» **Task goal**:
From the data that follows, report how many lines hold the string "DCOS", giving only the number.

» **Raw data**:
PR #357, opened 2019-07-03
DCOS-56024: feat(tabs): add styling

Poltergeist:
This adds the styling to tabs.

image

CLOSES DCOS-56024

» **Exercise solution**:
2